GETSET vs SET...GET are functionally identical but have different APIs. To avoid corruption during migration: (1) standardize on Lua script that works with both old and new Redis: EVAL 'local current = redis.call("get", KEYS[1]); if current == ARGV[1] then redis.call("del", KEYS[1]); return 1 else return 0 end' 1 lock:resource . Lua is version-agnostic. (2) if you must use raw commands, check Redis version and branch: redis-cli INFO | grep redis_version and call appropriate command. (3) wrap in client library: use ioredis, go-redis, Jedis which abstract GETSET/SET...GET away. (4) never mix GETSET and SET...GET for the same key—choose one and stick with it. Version your lock schema: lock:resource:v1 uses GETSET, lock:resource:v2 uses SET...GET. Migrate gradually: (a) add new code with v2, (b) run dual-write during transition (write to both v1 and v2), (c) remove v1 references, (d) clean up v1 keys. For the corruption that already occurred: (1) identify affected locks: scan all lock:* keys and check if they were modified by mixed commands (check Redis slowlog for GETSET and SET commands). (2) invalidate affected locks: DEL all affected locks and force clients to re-acquire. (3) verify fix: write integration test that acquires and releases lock, then verify it's truly deleted. Commit message: "fix: migrate lock release from GETSET to SET...GET to support Redis 6.2+".
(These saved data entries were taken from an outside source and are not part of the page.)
PR #4177, opened 2026-08-11
cli: name a feed by its metro in access-pass and user views

elitegreg:
## Summary of Changes

- The `feeds` row of `doublezero access-pass get` and `doublezero user get` now names each feed `code:metro`, e.g. `lashay1-feed:xams`. A feed is keyed by `(code, exchange)`, so one code is a different feed in every metro that sells it; the row printed the code alone, so a pass holding one code in three metros rendered the same name three times and gave no way to tell which metros it covered.
- Feed seats in `access-pass get --json` carry a new `exchange_code` beside the existing `feed_code`. Both stay unqualified, so nothing has to be split back out of a joined string.
- A feed whose exchange account cannot be read falls back to the exchange key rather than dropping the suffix — uglier, but it keeps same-coded feeds apart, which is the point of qualifying them. A feed that cannot be read at all still renders as its own key, as before.
- Exchanges are read with `getMultipleAccounts` for the keys the feeds name, not a program scan: one extra read of a handful of accounts, and none at all for a record that names no feed.
- The `feed_groups` row is deliberately unchanged. Its metro TODO stays open, because qualifying groups changes which entitlements are claimed and not just how they are named.

## Diff Breakdown

| Core logic   |     2 | +108 / -6   | +102 |
| Scaffolding  |     3 | +19 / -12   |   +7 |
| Tests        |     4 | +574 / -16  | +558 |
| Docs         |     1 | +1 / -1     |   +0 |
| **Total**    |     6 | +702 / -35  | +667 |

127 lines of implementation behind a resolver both views share; the bulk of the diff is the tests that pin the rendering and its fallbacks.

<details>

- `smartcontract/cli/src/feed/resolve.rs` — `get_feeds` becomes private behind `FeedLabels` / `resolve_feed_labels`, which reads the feeds and then the metros they serve. `label` and `exchange_code` share one lookup, so the table and the JSON cannot disagree. Exchange keys are collected by walking the caller's ordered keys rather than the feed map, so a shared metro is read once and the read is deterministic.
- `smartcontract/cli/src/exchange/resolve.rs` — new `get_exchanges`, a mirror of `get_feeds`: one `getMultipleAccounts`, keys that do not resolve left out of the map, no RPC for an empty key list.
- `smartcontract/cli/src/accesspass/get.rs` — `feeds` is built from `FeedLabels::label`; `FeedSeatDisplay` gains `exchange_code`.
- `smartcontract/cli/src/user/get.rs` — same helper, so both views name a feed identically.

</details>

## Testing Verification

- New unit tests cover an EdgeSeat pass holding one code in three metros (the reported case), two feeds sharing one metro — where the mock's exact key vector is what asserts the metro is read once — an unreadable exchange, an unreadable feed, and a pass naming no feed at all, which must issue no read on either leg.
- Against testnet, a two-feed pass renders `feeds | lashay1-feed:xlax, qa-payments:xfra`, and `--json` carries `exchange_code` on each seat. The pass from the report now holds a single seat onchain and renders `lashay1-feed:xlax`.
- `doublezero user get` is covered by unit tests only: testnet currently lists no users.


smartcontract/cli/src/accesspass/get.rs
```diff
@@ -379,13 +383,40 @@ mod tests {
         );
     }
 
-    /// An EdgeSeat pass with one feed, that feed carrying one group. Both the feed account and the
-    /// group are resolvable, so the display shows codes rather than keys.
+    fn test_exchange(code: &str) -> Exchange {
```
martinsander00, line 386: `test_exchange` appears three times. It is here, at `exchange/resolve.rs:38`, and at `feed/resolve.rs:124`. `user/get.rs:481` writes the same `Exchange` literal inline.

`create_test_client` lives in `smartcontract/cli/src/tests.rs`. One builder there serves every call site.

martinsander00 (approved):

Follow-up: If you have production locks in flight during the migration from GETSET to SET...GET, how would you safely roll back if the new code has bugs?

You deploy Redlock across 5 Redis instances. During a failover (1 instance goes down, a new one starts), Redlock client acquires lock on 3 out of 5 (majority). But the new instance has no persistence (fresh start), so if it crashes again, the lock is lost on that instance. Now only 2 out of 5 are holding the lock—below majority! Client thinks it has lock, but it doesn't. How do you ensure Redlock lock durability?

Redlock assumes all Redis instances are durable (persist locks to disk). If a new instance starts with no persistence, locks are lost. Fix: (1) enable persistence on all 5 Redis instances: CONFIG SET appendonly yes and CONFIG SET save "60 1000" (snapshot every 60s or 1000 ops). After persistence is enabled, locks survive instance restart. (2) for immediate reliability: use RDB for faster recovery: CONFIG SET save "10 1" (checkpoint every 10s with 1 change, trade-off for disk I/O). (3) verify persistence before starting Redlock: run redis-cli LASTSAVE on all 5 instances before deploying Redlock client. If any shows old timestamp, persistence isn't working. (4) during failover: check if failed instance had the lock. If new instance starts without the lock, other instances might retain it (if they restarted before losing lock data). Run SCAN 0 MATCH lock:* on all instances and verify majority still hold it. (5) implement grace period: when instance joins cluster, delay its participation in new lock acquisitions for 30 seconds (allow it to load persisted locks from disk). Use CLUSTER NODES or separate health check. To test durability: (1) acquire Redlock across 5 instances, (2) kill one instance (kill -9), (3) immediately verify lock still exists on remaining 4 (majority), (4) restart killed instance and verify lock is restored from disk. Run redis-cli BGSAVE and wait before restarting.

Follow-up: If you have a Redlock acquisition that holds the lock across 5 instances but 2 instances have failed replicas, how do you ensure lock persistence?